DATA FOR REVIEW:
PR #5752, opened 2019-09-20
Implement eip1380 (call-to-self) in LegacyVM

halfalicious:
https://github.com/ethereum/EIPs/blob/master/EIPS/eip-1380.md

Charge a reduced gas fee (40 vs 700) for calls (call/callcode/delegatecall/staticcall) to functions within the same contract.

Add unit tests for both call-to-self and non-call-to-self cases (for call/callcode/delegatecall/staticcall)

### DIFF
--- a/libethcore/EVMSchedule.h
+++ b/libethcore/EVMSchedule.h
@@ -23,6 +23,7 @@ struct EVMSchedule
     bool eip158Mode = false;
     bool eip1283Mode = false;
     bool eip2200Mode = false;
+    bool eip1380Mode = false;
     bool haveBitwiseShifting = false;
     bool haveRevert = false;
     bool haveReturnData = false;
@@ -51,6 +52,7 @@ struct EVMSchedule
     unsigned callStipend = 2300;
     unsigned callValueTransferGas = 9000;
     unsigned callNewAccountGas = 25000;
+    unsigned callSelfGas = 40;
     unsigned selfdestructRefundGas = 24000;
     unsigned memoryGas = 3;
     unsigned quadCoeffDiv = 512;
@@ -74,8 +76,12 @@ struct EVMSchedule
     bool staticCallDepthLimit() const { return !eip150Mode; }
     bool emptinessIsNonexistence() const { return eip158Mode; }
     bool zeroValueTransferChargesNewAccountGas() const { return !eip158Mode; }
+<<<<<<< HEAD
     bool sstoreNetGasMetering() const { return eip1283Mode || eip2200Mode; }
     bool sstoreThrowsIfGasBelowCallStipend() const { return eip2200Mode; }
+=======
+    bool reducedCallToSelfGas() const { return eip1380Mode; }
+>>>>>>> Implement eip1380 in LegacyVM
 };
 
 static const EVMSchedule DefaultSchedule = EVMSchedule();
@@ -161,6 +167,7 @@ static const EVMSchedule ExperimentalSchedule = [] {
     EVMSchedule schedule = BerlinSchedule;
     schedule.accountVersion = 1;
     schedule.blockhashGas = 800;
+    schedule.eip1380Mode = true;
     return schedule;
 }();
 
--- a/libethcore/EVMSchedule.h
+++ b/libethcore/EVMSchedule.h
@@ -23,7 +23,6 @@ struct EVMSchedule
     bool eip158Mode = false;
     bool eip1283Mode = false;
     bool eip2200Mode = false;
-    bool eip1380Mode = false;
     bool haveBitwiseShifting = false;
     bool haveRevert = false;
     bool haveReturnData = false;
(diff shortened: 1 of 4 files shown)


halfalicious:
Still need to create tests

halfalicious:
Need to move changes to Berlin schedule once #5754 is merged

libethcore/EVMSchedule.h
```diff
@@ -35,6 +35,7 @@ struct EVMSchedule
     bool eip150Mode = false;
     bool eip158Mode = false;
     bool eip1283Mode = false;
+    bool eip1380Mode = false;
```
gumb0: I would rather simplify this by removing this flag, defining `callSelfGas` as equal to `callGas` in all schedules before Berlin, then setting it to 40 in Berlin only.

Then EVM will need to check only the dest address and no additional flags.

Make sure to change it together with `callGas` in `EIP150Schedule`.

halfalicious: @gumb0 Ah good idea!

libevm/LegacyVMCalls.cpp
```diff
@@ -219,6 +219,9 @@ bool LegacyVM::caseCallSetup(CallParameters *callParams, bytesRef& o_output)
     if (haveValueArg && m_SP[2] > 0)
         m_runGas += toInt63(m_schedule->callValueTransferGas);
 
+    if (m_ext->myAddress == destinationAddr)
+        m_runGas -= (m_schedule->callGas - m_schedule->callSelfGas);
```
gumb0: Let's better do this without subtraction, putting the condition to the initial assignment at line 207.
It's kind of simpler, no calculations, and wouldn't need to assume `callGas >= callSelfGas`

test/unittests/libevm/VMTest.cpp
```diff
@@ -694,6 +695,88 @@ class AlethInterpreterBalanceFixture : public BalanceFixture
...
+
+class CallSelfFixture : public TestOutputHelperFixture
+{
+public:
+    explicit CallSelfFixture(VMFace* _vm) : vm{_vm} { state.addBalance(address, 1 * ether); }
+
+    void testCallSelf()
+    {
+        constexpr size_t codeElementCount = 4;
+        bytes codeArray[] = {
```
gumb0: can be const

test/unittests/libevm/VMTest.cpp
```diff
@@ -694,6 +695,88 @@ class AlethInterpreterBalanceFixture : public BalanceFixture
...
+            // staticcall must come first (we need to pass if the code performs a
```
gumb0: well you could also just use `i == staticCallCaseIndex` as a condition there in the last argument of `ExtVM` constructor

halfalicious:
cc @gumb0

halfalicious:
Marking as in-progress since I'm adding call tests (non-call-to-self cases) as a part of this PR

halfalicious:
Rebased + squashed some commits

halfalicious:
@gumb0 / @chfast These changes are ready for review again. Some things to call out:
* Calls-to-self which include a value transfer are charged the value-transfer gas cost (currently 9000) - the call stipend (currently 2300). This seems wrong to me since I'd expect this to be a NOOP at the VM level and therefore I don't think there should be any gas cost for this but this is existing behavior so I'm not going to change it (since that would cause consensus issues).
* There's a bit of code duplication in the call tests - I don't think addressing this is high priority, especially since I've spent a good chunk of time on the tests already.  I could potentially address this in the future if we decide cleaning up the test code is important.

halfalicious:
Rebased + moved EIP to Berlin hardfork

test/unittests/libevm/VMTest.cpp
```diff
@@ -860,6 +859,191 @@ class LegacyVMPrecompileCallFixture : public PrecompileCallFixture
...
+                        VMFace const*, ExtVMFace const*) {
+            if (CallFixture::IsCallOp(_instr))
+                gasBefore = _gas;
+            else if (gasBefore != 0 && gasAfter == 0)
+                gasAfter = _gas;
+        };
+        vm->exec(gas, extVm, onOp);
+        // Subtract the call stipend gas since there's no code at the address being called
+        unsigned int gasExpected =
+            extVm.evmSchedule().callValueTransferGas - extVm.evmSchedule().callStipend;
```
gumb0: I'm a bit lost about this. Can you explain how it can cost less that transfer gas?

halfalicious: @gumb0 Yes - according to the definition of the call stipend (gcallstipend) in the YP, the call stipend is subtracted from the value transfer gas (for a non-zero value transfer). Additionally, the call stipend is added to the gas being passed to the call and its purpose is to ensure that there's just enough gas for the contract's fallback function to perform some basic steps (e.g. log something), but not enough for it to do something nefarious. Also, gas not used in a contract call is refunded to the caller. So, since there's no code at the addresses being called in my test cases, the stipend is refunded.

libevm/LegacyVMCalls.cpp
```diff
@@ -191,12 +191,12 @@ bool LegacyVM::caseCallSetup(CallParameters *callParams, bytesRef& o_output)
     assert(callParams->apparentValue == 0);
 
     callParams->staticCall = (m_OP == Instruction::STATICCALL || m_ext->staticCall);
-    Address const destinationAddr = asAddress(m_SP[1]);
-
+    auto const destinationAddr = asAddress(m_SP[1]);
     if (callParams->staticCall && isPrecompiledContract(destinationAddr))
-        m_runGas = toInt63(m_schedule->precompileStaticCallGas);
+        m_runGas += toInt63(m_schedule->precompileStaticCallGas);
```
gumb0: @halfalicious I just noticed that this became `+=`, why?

TASK DIRECTIONS: Counting every line of the records above that has the word "Rebased", state the total and give nothing besides it.

REPLY TO THE EXERCISE: 2